Distinguishing Exposure to Secondhand and Thirdhand Tobacco Smoke among U.S. Children Using Machine Learning: NHANES 2013-2016.
Ashley L MerianosE Melinda Mahabee-GittensTimothy M StoneRoman A JandarovLanqing WangDeepak BhandariBenjamin C BlountGeorg E MattPublished in: Environmental science & technology (2023)

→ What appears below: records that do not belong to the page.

Issue #3394, opened 2025-02-11
Config option values containing only digits passed via env variables are incorrectly parsed as a number when they are a string


Bravo555:
**Describe the bug**

Executing `TEDGE_HTTP_CLIENT_HOST="123456" tedge config get http.client.host` results in a following error:

```
Error: missing configuration parameter

Caused by:
    invalid type: found unsigned int `123456`, expected a string for key "HTTP.CLIENT.HOST" in TEDGE_HTTP_CLIENT_HOST environment variable
```

Value coming from an env variable is attempted to be parsed as an int, even though the type of `http.client.host` is actually `Arc<str>`.

By contrast, setting the value via `tedge config set http.client.host 123456` works:

```
$ tedge config set http.client.host 123456
$ tedge config get http.client.host
123456
```

**To Reproduce**

See above.

**Expected behavior**

The env variable value should not be eagerly parsed as an int and should be passed as a string.

**Screenshots**

**Additional context**

The `http.client.host` is not a very good example, because generally, hostnames shouldn't consists of only digits.
However, in #3366 a new `device.cryptoki.pin` option is added that contains a PIN value for the HSM. This option MUST be a string, because if parsed as an int, leading zeroes would be stripped, so a correct pin "012345" would be parsed as "12345", not to say it would also probably be parsed as an octal value.

I'm not marking it as a bug, since it's very unlikely anybody has been affected by this and one would have to do some objectionable things to trigger this (like setting hostnames consisting of only digits and leading zeroes).

Bravo555:
Note: there is a workaround - it works when the env variable contains escaped doublequotes:
```
TEDGE_HTTP_CLIENT_HOST=\"012345\" tedge config get http.client.host
012345
```

PR #3516, opened 2025-03-28
feat: read environment variables with leading zeroes as strings

jarhodes314:
**Superseded by #3518, unless I discover some critical issue with that better approach**

## Proposed changes
Captures environment variables containing leading zeroes losslessly. When specifying pins for cryptoki, the customer may wish to configure a value with a leading zero, and may wish to do this via an environment variable. Currently, figment will attempt to parse the value to an integer, and if that succeeds, will parse the value as an integer. This doesn't stop us deserialising the value to a string (though we will need a custom type for that), but if the number has one or more leading zeroes, those will be lost in the conversion. This PR changes the deserialisation of the environment variables to parse as strings if they are an integer with a leading zero.

Technically, this could be seen as a breaking change, but in a practical sense it shouldn't be.

*TODO before merging*: add proptest to this, this feature is a great candidate for property-based testing, and I suspect I've probably overlooked something.

## Types of changes

## Paste Link to the issue
- #3394

## Checklist

## Further comments

In an ideal world, serde would be able to look at the target type we are deserialising to, notice that it's a string, and copy the value verbatim without any numeric parsing. Unfortunately, serde's design requires the value we're deserialising from to dictate what "type" it is (string, u64, etc.). This great for formats like TOML where the different types have unambiguous syntax, but for environment variables (and formats like CSV), this is a pain. We also [can't fine-tune our deserialisation logic depending on where a value came from](https://stackoverflow.com/a/69691696). However, we can create a type that can deserialise from multiple possible source types, like `TemplatesSet` (which parses `TEDGE_C8Y_SMARTREST_TEMPLATES=test,value` to `["test", "value"]` just fine). This should enable the cryptoki pin to be parsed via a newtype wrapper that can be deserialised from strings or integers.

### DIFF
--- a/crates/common/tedge_config/src/tedge_toml/figment.rs
+++ b/crates/common/tedge_config/src/tedge_toml/figment.rs
@@ -7,9 +7,15 @@ use std::sync::Mutex;
 
 use figment::providers::Format;
 use figment::providers::Toml;
+use figment::util::nest;
+use figment::value::Dict;
+use figment::value::Map;
 use figment::value::Uncased;
+use figment::value::Value;
 use figment::Figment;
 use figment::Metadata;
+use figment::Profile;
+use figment::Provider;
 use once_cell::sync::Lazy;
 use serde::de::DeserializeOwned;
 
@@ -207,10 +213,10 @@ impl TEdgeEnv {
         })
     }
 
-    fn provider(&self) -> figment::providers::Env {
+    fn provider(&self) -> TEdgeEnvProvider {
         let prefix = self.prefix;
         static WARNINGS: Lazy<Mutex<HashSet<String>>> = Lazy::new(<_>::default);
-        figment::providers::Env::prefixed(self.prefix).ignore(&["CONFIG_DIR", "CLOUD_PROFILE"])
+        let provider = figment::providers::Env::prefixed(self.prefix).ignore(&["CONFIG_DIR", "CLOUD_PROFILE"])
         .filter(move |key| {
             std::env::vars()
             .find(|(k, _)| k.strip_prefix(prefix).is_some_and(|k| k == key))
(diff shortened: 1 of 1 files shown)


reubenmiller:
@jarhodes314 Maybe I'm missing something...you're basically saying that an env variable `0123456` would be then serialized into `123456` (only because it is starting with a zero)? If this is correct, then I don't think it is a viable option, as in the pin's case, we're talking about a PIN being provided in the exact form that it needed (because it is like a password). It would be a strange UX to expect the PIN's value to altered just to suite some questionable design decision in figment

jarhodes314:
> @jarhodes314 Maybe I'm missing something...you're basically saying that an env variable `0123456` would be then serialized into `123456` (only because it is starting with a zero)? If this is correct, then I don't think it is a viable option, as in the pin's case, we're talking about a PIN being provided in the exact form that it needed (because it is like a password). It would be a strange UX to expect the PIN's value to altered just to suite some questionable design decision in figment

I think I explained things badly. What you've discussed there is the default behaviour we get from figment, so what happens with the current tedge version. With this change, `0123456` would be deserialised as `"0123456"`. `123456` will still be parsed as an integer, but we can convert that back to a string quite happily without any issues.

Bravo555:
> you're basically saying that an env variable `0123456` would be then serialized into `123456` (only because it is starting with a zero)? If this is correct, then I don't think it is a viable option

My impression is that would be the default behaviour if we use figment as-is, but the PR is changing it to make it so that now, when parsing env variables that are not delimited as strings (with `"`) numbers with leading zeros are parsed as strings.

previously:
- `TEDGE_DEVICE_CRYPTOKI_PIN=\"012345\"` -> String("0123456")
- `TEDGE_DEVICE_CRYPTOKI_PIN=012345` -> number(12345)
- `TEDGE_DEVICE_CRYPTOKI_PIN=123450` -> number(123450)

now:
- `TEDGE_DEVICE_CRYPTOKI_PIN=\"012345\"` -> String("0123456")
- `TEDGE_DEVICE_CRYPTOKI_PIN=012345` -> String("012345")
- `TEDGE_DEVICE_CRYPTOKI_PIN=123450` -> number(123450)

Ideally, we'd want the 3rd case to parse as string as well, but only for `TEDGE_DEVICE_CRYPTOKI_PIN=123450`, but how parser works is global for all values. In the case here, we're fine with both string and number, since we can convert number into a string with no errors, but for other values in the config that are intended to be numbers, this can break something. AFAIK converting 2nd case is fine because they don't really get leading zero number values in practice (that's I assume what _Technically, this could be seen as a breaking change, but in a practical sense it shouldn't be_ comment is referring to).

reubenmiller:
> > @jarhodes314 Maybe I'm missing something...you're basically saying that an env variable `0123456` would be then serialized into `123456` (only because it is starting with a zero)? If this is correct, then I don't think it is a viable option, as in the pin's case, we're talking about a PIN being provided in the exact form that it needed (because it is like a password). It would be a strange UX to expect the PIN's value to altered just to suite some questionable design decision in figment
> 
> @reubenmiller I think I explained things badly. What you've discussed there is the default behaviour we get from figment, so what happens with the current tedge version. With this change, `0123456` would be deserialised as `"0123456"`. `123456` will still be parsed as an integer, but we can convert that back to a string quite happily without any issues.
> 
> Where this would cause a breakage is if someone specified their MQTT port as `01883` rather than `1883`. I don't expect anyone is doing that currently, and it's an easy fix if they are. It would possibly also attempt to parse the value as octal, which would be unlikely to be what any.usrr actually wants.

Awesome :) Right so you were just talking about the internal env variable to Rust type conversions.

crates/common/tedge_config/src/tedge_toml/figment.rs
```diff
@@ -269,6 +340,90 @@ mod tests {
...
+                extract_data::<Config, FileAndEnvironment>(&PathBuf::from("tedge.toml"))
+                    .unwrap()
+                    .0
+                    .value,
+                0.123,
+            );
+            Ok(())
+        })
+    }
+
```
Bravo555, line 426: suggestion: Would it be possible to have a test when we deserialize to both a number and to a string from all the 3 cases from my comment: https://github.com/thin-edge/thin-edge.io/pull/3516#issuecomment-2761494136 ?

The changes look roughly correct, but I still have some trouble understanding the implication of this change for consumers that deserialize sequences of digits into strings (`device.cryptoki.pin`) or into proper numbers.
> Technically, this could be seen as a breaking change, but in a practical sense it shouldn't be
This is one question I had, does this change result in a thing that was previously possible now being an error? It would be nice to have a confirmation, if any, in a form of a test.

PR #3529, opened 2025-04-03
ci: refactor build script and workflow

reubenmiller:
## Proposed changes

Motivation: Building for the new tedge-p11-server component adds some additional build challenges due having to build this component with gnu libc (not musl!).

Normalize the building of thin-edge.io so that both local developers and the build workflow use the same entrypoint to build via `just release`, though each environment can still control which tooling is used to actually build the required binaries (e.g. clang (current default for the workflow), and cargo-zigbuild (previous default when running locally).

There are provisions in the build.sh script which:

* Select gnu vs musl based on binary target (tedge will use the given target, where as tedge-p11-server will be forced to use the musl equivalent)
* Use cargo-zigbuild to control which gnu libc version is used when building for gnu libc targets (default glibc version is 2.17 for all targets except for riscv which is 2.27)
* All artifacts are combined into a single folder (currently based on the target given by the caller)

## Types of changes

## Paste Link to the issue
<br/>

## Checklist

### DIFF
--- a/ci/package_list.sh
+++ b/ci/package_list.sh
@@ -12,8 +12,8 @@ RELEASE_PACKAGES=(
 )
 export RELEASE_PACKAGES
 
-# Deprecated packages are still built but not explicitly tested
-# This allows users to still access the packages if needed, however
-# it is only reserved for packages with a more public facing API
-DEPRECATED_PACKAGES=()
-export DEPRECATED_PACKAGES
+# List of binaries which should be built
+BINARIES=(
+    tedge
+)
+export BINARIES
--- a/.github/workflows/build-workflow.yml
+++ b/.github/workflows/build-workflow.yml
@@ -18,11 +18,6 @@ on:
         type: string
         required: false
         default: "10"
-      run_rust_tests:
-        description: Run Rust tests (generally this is not required as the PR check will run full Rust tests)
-        type: boolean
-        required: false
-        default: false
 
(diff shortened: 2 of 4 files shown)


ci/package_list.sh
```diff
@@ -12,8 +12,8 @@ RELEASE_PACKAGES=(
...
 export RELEASE_PACKAGES
 
-# Deprecated packages are still built but not explicitly tested
-# This allows users to still access the packages if needed, however
-# it is only reserved for packages with a more public facing API
-DEPRECATED_PACKAGES=()
-export DEPRECATED_PACKAGES
+# List of binaries which should be built
+BINARIES=(
+    tedge
```
rina23q, line 17: Why is `tedge-p11-server` not listed here? Is `tedge-p11-server` supposed to be released as one package?

rina23q (commented):
Looks good, however, to be honest, I am lost in understanding the changes in `build.sh`...

rina23q (approved):
I had an offline talk with @reubenmiller and was convinced of this change. Thanks for all the efforts.

ci/package_list.sh
reubenmiller: no, the tedge-p11-server will be added in the next PR which adds the additional packaging files (as it is useless just to build the tedge-p11-server binary without packaging it with system service/socket etc.)

Issue #3538, opened 2025-04-07
allow users to specify which pkcs11 private key to use by setting a uri


reubenmiller:
**Is your feature improvement request related to a problem? Please describe.**

When using a HSM module with the PKCS11 interface, the HSM module can contain multiple keys (either in the same PKCS11 module, or from different ones), so users should be able to direct thin-edge.io to which one should be used for a given certificate.

**Describe the solution you'd like**

thin-edge.io pkcs11 support show allow users to device which private key to use by specifying the PKCS11 URI via the tedge (client side) configuration file, tedge.toml.

* support specifying a PKCS11 URI for each private key (similar to the `*.key_path` properties, but called `key_uri)

Below shows an example of the private key used for all mappers.

**File: tedge.toml**

```toml
[device]
key_uri = "pkcs11:model=SoftHSM%20v2;manufacturer=SoftHSM%20project;token=tedge"
```

**Describe alternatives you've considered**

**Additional context**

PR #3544, opened 2025-04-08
feat: tedge-p11-server Select token using serial number

Bravo555:
## Proposed changes

Allow the user to select a token via a serial number. If a serial number is provided, we attempt to select a token with that number and fail if such token doesn't exist.

As of now this is implemented for tedge-p11-server, so works with `socket` cryptoki mode, but doesn't work yet with `module` mode.

## Types of changes

## Paste Link to the issue
- #3538

## Checklist

## Further comments

I'm aware that the issue asks for the URL and not serial numbers, but this was easy to do and should allow users to select which token to use if multiple are available, while supporting the [PKCS #11 URL scheme](https://www.rfc-editor.org/rfc/rfc7512.html) will involve more work, such as possibly writing a parser for these URLs.

### DIFF
--- a/configuration/init/systemd/tedge-p11-server.service
+++ b/configuration/init/systemd/tedge-p11-server.service
@@ -6,7 +6,7 @@ Requires=tedge-p11-server.socket
 Type=simple
 StandardError=journal
 EnvironmentFile=-/etc/tedge/plugins/tedge-p11-server.conf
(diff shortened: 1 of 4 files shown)


reubenmiller:
@Bravo555 It would be better just to accept a PKCS11 URI (https://github.com/thin-edge/thin-edge.io/issues/3538) as this is easier to manage as you can be as specific as you need to be (e.g. use the same setting in the entire fleet).

Bravo555:
Superseded by #3555.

While the thirdhand smoke (THS) residue from tobacco smoke has been recognized as a distinct public health hazard, there are currently no gold standard biomarkers to differentiate THS from secondhand smoke (SHS) exposure. This study used machine learning algorithms to assess which combinations of biomarkers and reported tobacco smoke exposure measures best differentiate children into three groups: no/minimal tobacco smoke exposure (NEG); predominant THS exposure (TEG); and mixed SHS and THS exposure (MEG). Participants were 4485 nonsmoking 3-17-year-olds from the National Health and Nutrition Examination Survey 2013-2016. We fitted and tested random forest models, and the majority (76%) of children were classified in NEG, 16% were classified in TEG, and 8% were classified in MEG. The final classification model based on reported exposure, biomarker, and biomarker ratio variables had a prediction accuracy of 95%. This final model had prediction accuracies of 100% for NEG, 88% for TEG, followed by 71% for MEG. The most important predictors were the reported number of household smokers, serum cotinine, serum hydroxycotinine, and urinary 4-(methylnitrosamino)-1-(3-pyridyl)-1-butanol (NNAL). In the absence of validated biomarkers specific to THS, comprehensive biomarker and questionnaire data for tobacco smoke exposure can distinguish children exposed to SHS and THS with high accuracy.